In the past 5 months I have made trips to several places and shot various '09 bows which seem to be all the rage. At the onset I had a few requirements, that to me, would make the deal. Just like underware and socks, everyone has differences which make one fit better than another. The wife knew I was looking and decided to surprise me with telling me to pick out which ever one suited me and she would get it for my anniversary present.

In the past month I had narrowed it down to only a few which were tough to decide on. The main reason was it was hard to get to the shop when they had them all on hand to shoot side by side. At the same time I was also comparing them side by side to my Tomkat. I figured if they couldn't exceed the performance I got form it then there was no since wasting that kind of cash. Some did some didn't, mainly due to personal preferences. I admit the Tomkat isn't a speed bow, nor is it too awefull smooth or quiet. However if will shoot and shoot great. It pushes my 470gr FMJ's to 250fps set at only 67#. So that was also something I wanted to compare with. while not a speed demon nor overly quiet, it was very effective both on target and game.

Most of the new bows are fast and I see very impressive speeds using not much over IBO rated arrows. Speed to some extent isn't as much of a concern for me as quiet and ease of use. The last two bows I shot were the Admiral and the Monster with a DXT and Reason thrown in here or there.

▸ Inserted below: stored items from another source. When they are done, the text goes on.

PR #365, opened 2021-08-04
FIX: Improved custom state variable support

richardotis:
This PR makes two small improvements to better support the use of custom state variable objects.

One change silences a callables warning that would occur every time a custom state variable was used; this has been improved to only warn when expected state variables are _missing_. The other change relaxes an implicit assumption / bug that state variables would never be equal to zero (when calculating a percent change in value); now we detect this case and switch to an absolute difference.

### DIFF
--- a/pycalphad/core/minimizer.pyx
+++ b/pycalphad/core/minimizer.pyx
@@ -315,8 +315,10 @@ cdef void extract_equilibrium_solution(double[::1] chemical_potentials, double[:
     for i in range(free_statevar_indices.shape[0]):
         statevar_idx = free_statevar_indices[i]
         delta_statevars[statevar_idx] = equilibrium_soln[soln_index_offset + i]
-    for i in range(delta_statevars.shape[0]):
-        psc = abs(delta_statevars[i] / dof[0][i])
+        if dof[0][statevar_idx] == 0:
+            psc = np.inf
+        else:
+            psc = abs(delta_statevars[statevar_idx] / dof[0][statevar_idx])
         largest_statevar_change[0] = max(largest_statevar_change[0], psc)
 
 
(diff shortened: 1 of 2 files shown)


pycalphad/core/minimizer.pyx
```diff
@@ -316,7 +316,10 @@ cdef void extract_equilibrium_solution(double[::1] chemical_potentials, double[:
         statevar_idx = free_statevar_indices[i]
         delta_statevars[statevar_idx] = equilibrium_soln[soln_index_offset + i]
     for i in range(delta_statevars.shape[0]):
-        psc = abs(delta_statevars[i] / dof[0][i])
+        if dof[0][i] != 0:
+            psc = abs(delta_statevars[i] / dof[0][i])
+        else:
+            psc = abs(delta_statevars[i])
```
bocklund, line 322: It feels odd that the case where `dof[0][i] == 0` is now effectively measuring the absolute `delta_statevar`, while the previous `dof[0][i] != 0` case is the relative change.

I can see the reasoning behind having relative changes, since we don't necessarily know the scale of the state variable _a priori_. If we applied the relative logic, should the case where `dof[0][i] == 0` give `psc = np.inf` or a very large number that captures the spirit of the relative change metric?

My choice was the Admiral, simply due to personal preferences on the draw cycle not only pulling but letting it off as well. The speeds when compared side by side at 65# were all right in there with my arrows. The main deciding factor was adjustability, and balance. The Admiral is simply able to be dialed in to a more perfect fit then able to be tweaked in ever so small degrees. The Monster while being fast, wasn't too hard to draw but the let off was something else. I also simply could not draw it fully with it set over 67#. I know that this is something that can and in most cases has to be worked up to, but still it didn't appeal to me knowing and feeling the condition it was putting my elbow through.

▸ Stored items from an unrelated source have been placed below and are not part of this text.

PR #370, opened 2021-08-27
Create new axes with specified projection without using gca(...)

### LINKED ISSUE #369: deprecation warning in ternary example
The [ternary example](https://pycalphad.org/docs/latest/examples/TernaryExamples.html) warns

> `pycalphad/plot/eqplot.py:102: MatplotlibDeprecationWarning`:
> Calling `gca()` with keyword arguments was deprecated in Matplotlib 3.4. Starting two minor releases later, `gca()` will take no keyword arguments. The `gca()` function should only be used to get the current axes, or if no axes exist, create new axes with default keyword arguments. To create a new axes with non-default arguments, use `plt.axes()` or 
> `plt.subplot().ax = fig.gca(projection=projection)`.

This should be straightforward to fix on lines 101--102 since a new figure is generated, and I believe line 103 is a no-op? As it stands:

```python
100 >>> if ax is None:
101 >>>     fig = plt.figure()
102 >>>     ax = fig.gca(projection=projection)
103 >>> ax = plt.gca(projection=projection) if ax is None else ax
```

tkphd:
Closes #369.


richardotis:
@tkphd General isopleth calculation is on the roadmap and probably the biggest feature blocking "pycalphad 1.0". @bocklund has been thinking hard about general phase diagram mapping, including isopleth calculation. A recent paper from Sundman et al describes the challenges with the general case: https://doi.org/10.1016/j.calphad.2021.102330

In short, there's a lot of state to track for multicomponent isopleths, and it's easy to accidentally compute a metastable diagram. I can't promise a timeline except to say that this year's new energy minimization module (shipped in 0.9) was definitely a prerequisite to further progress, and I think we're in good position to ship "something" related to mapping in 2022. We are open to collaborations in this direction,

PR #769, opened 2018-06-19
Fix: doc styles and formats

mikemai2awesome:
I updated all the docs/readmes to have consistent headlines and info architecture. PL specific CSS has been updated as well. Usage section is using the code snippet component through twig.


mikemai2awesome:
@remydenton I moved some stuff around and the template handles the schema part as well.

apps/pattern-lab/src/_includes/utils/docs.twig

Yesterday, I had a brief amount of time to set out targets and adjust my sights out to 45yds. This will be my max distance to loose an arrow at. I also had a limited amount of checking several arrows across my Chrony and was very pleased with the results. Shooting each arrow only three times isn't a great amount of info but better than simply guessing about it. The three I shot were my FMJ 340 at 29"-470grs, my friends FMJ 400 at 27.5"-420grs, and a CE 340 at 28.5"-430grs. When initially measured for the Tomkat I went with a 28" draw, with the Admiral I set it at 28.5 and 65#. The 340 FMJ went 265fps, the 400 went 275, and the CE went 270fps. While these aren't breaking 300fps, they are putting up VERY respectable KE figures for all. I can easily put them close enough already that shooting the same spot isn't a good thing. Groups with this bow under 40yds are simply asking for ruined arrows.

I went with the QAD rest, Black Gold Solaris .019" sight, and an Apex Bone Collector Quiver. Overall it makes up a great light weight short hunting rig which will work out great for either stalking through the thick stuff or for stand hunting. As of yet I haven't decided on a stabilizer as I haven't really seen the need. I am sure that it will help out with wind deflection but for now I am simply getting used to shooting a very well made bow. I probably have around 200 shots through it so far and am very pleased with it.

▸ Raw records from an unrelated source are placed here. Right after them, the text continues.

PR #775, opened 2018-06-22
Make smooth scroll offset dynamic.

charginghawk:
Adds support for modifying scroll offset. It looks for the link's first ancestor that has an 'offset' attribute, returning that value. You'll find offset on the nav-indicator, where gumshoejs also gets its offset.

### DIFF
--- a/packages/components/bolt-smooth-scroll/src/smooth-scroll.js
+++ b/packages/components/bolt-smooth-scroll/src/smooth-scroll.js
@@ -3,14 +3,27 @@ import { isValidSelector } from '@bolt/core';
 
 export const smoothScroll = new SmoothScroll();
 
-export const defaultScrollOptions = {
+export const scrollOptions = {
   ignore: '[data-scroll-ignore]', // Selector for links to ignore (must be a valid CSS selector)
   header: '.js-bolt-smooth-scroll-offset', // Selector for fixed headers (must be a valid CSS selector)
 
   // Speed & Easing
   speed: 750, // Integer. How fast to complete the scroll in milliseconds
-  offset: 45, // Integer or Function returning an integer. How far to offset the scrolling anchor location in pixels
   easing: 'easeInOutCubic', // Easing pattern to use
+
+  // Here we have support for modifying scroll offset. It looks for the link's
+  // first ancestor that has an 'offset' attribute, returning that value. You'll
+  // find offset on the nav-indicator, where gumshoejs also gets its offset.
+  // @see nav-indicator.js
+  offset(anchor, toggle) {
+    var offsetElement = toggle.closest('[offset]');
+    if (offsetElement) {
+      return offsetElement.getAttribute('offset');
+    }
+    else {
+      return 0;
+    }
+  },
 
   // Callback API
   updateURL: true, // Update the URL on scroll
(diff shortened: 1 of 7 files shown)


packages/components/bolt-smooth-scroll/src/smooth-scroll.js
```diff
@@ -3,15 +3,27 @@ import { isValidSelector } from '@bolt/core';
 
 export const smoothScroll = new SmoothScroll();
 
-export const defaultScrollOptions = {
+export const scrollOptions = {
```
remydenton: `defaultScrollOptions` is exported for use elsewhere; changing the name means we need to change places it's being consumed as well.

The only place I know of currently is in navlink.js:
https://github.com/bolt-design-system/bolt/blob/master/packages/components/bolt-navlink/navlink.js#L17
https://github.com/bolt-design-system/bolt/blob/master/packages/components/bolt-navlink/navlink.js#L71

packages/components/bolt-smooth-scroll/src/smooth-scroll.js
```diff
@@ -3,15 +3,27 @@ import { isValidSelector } from '@bolt/core';
...
+  // @see nav-indicator.js
+  offset: function (anchor, toggle) {
+      var offsetElement = toggle.closest('[offset]');
+      if (offsetElement) {
+          return offsetElement.getAttribute('offset');
+      } else {
+          return 0;
+      }
+  },
+
```
remydenton: A pretty reasonable approach.  I really do feel like we should make this easier on consumers though-- as of now, they have to know and remember to put an "offset" attribute on every container that contains smooth scroll links.  Great if you want that flexibility, not so much if you don't.

In short, can we make a page-level default?  I guess you could actually do that with this code by setting the attribute on body:
`<body offset="45"> ... </body`.
That just feels a little dirty.

packages/components/bolt-smooth-scroll/src/smooth-scroll.js
charginghawk: Good catch. Updated accordingly.

packages/components/bolt-smooth-scroll/src/smooth-scroll.js
charginghawk: Actually, I think setting offset on the body tag would be the good track. Maybe you could clean it up - offset is probably too generically named, and you could have js go directly to the body instead of traversing ancestry (although you'd lose the flexibility). The BoltSettings dream still lives, though - we could update stuff in pure js instead of having attribute proxies.

In any case, this accomplishes the immediate goal.

remydenton: Yep, agreed.  I think the end game here is a global `BoltSettings` in pure js.  But this nicely accomplishes the goal in the meantime.

Marking this PR as approved.  I'll hold off merging for a bit to give Salem a chance to look, but will go ahead and merge in early next week if he hasn't responded by then.

charginghawk:
>1. Are we accounting for the need to have this offset value change dynamically (ex. if the global header height changes at different screen sizes)?

Yep, smooth scroll checks every time before scrolling, and I believe gumshoe updates automatically too (I believe @remydenton wrote the js so he can confirm). On the Drupal side we update it whenever the window gets resized:

http://vstash:7990/projects/PEGAWWW/repos/pegawwwd8/pull-requests/1337/overview

So we should be covered.

As for 2 and 3, that's not for me to say per sé, but my stated preference is for a boltSettings javascript object that maps with the drupalSettings javascript object:

http://cgit.drupalcode.org/drupal/tree/core/misc/drupalSettingsLoader.es6.js

remydenton:
1. Yes-- scroll links will just read the scroll value at runtime when they're clicked, so any changes made to the scroll attribute value before that moment will affect what happens.
2. At the very least, we should actually update the schema for navbar-priority at bolt/packages/components/bolt-nav-priority/nav-priority.schema.yml.  @charginghawk, can you take a stab at that actually?
3. As I just saw @charginghawk mentioned, and as [we discussed earlier on this PR](https://github.com/bolt-design-system/bolt/pull/775#discussion_r197568762), I think the best solution is a global javascript setting (and a system for handling that) rather than a separate component.

@charginghawk, okay if we consider this a temporary workaround and something we plan to remove soon in favor of the Javascript settings?  I want to unblock you, especially if that doesn't happen as soon as we'd like, but handling this globally really does seem better and more maintainable.

remydenton:
I made some updates to documentation (and a few other random things I saw while working, like translatability).

I'm going to merge this to unblock Thomas, but I'm also going to create a proof-of-concept/RFC branch with Bolt settings for discussion as I think that's the better solution long-term.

All of the new and some of the older bows I have shot over the past 8 months have been great. Some exceeded my expectations but had minor issues I didn't personally like. I am not a fan boy of any company. I look at it like a fine woman, everyone has their personal preferences, looks don't make the deal, nor do the accessories, the total package is what comes home with you.

If your looking for a new bow, all I can say is shoot as many as you can. Take the bow you have, and shoot them side my side at the same draw weights. If you don't have one, still try and compare them side by side, narrowing them down as you go. Ask about changing things up like draw length, or other adjustments you might want to make. If you have to haul it to a shop or use a press to make all adjustments this might narrow your choices as well. Compare features that you might use later on to custom fit it for yourself. Build a list of things you like about all of them on one page and look for these in a particular bow. Don't simply jump out there based upon the hype of one particular bow or company. They are all good nowadays, just some will be better for you personally than someone else.

Now day's, picking out just about any bow is a decent investment not to mention some of the more sought after name brand ones. I wanted something I would be able to use for quite a long time, not something that in 3-6 months I would be looking to swap for something different.

Anyway, I like it a lot and the more I shoot it the more I am convinced I made the right choice. So here are some pic's for those interested.

















































AS you can see in the last pic, there is quite a bit of adjustment available for this bow, most of which is not needing a press to accomplish. Even swapping cables and strings can be done with out being pressed if needed. (according to the manual).

LAter,
SR


----------



## TXPalerider (May 21, 2004)

Congrats!! That is one sweet looking bow.


----------



## SaltwaterAg (Oct 7, 2004)

Looks like a great setup!


----------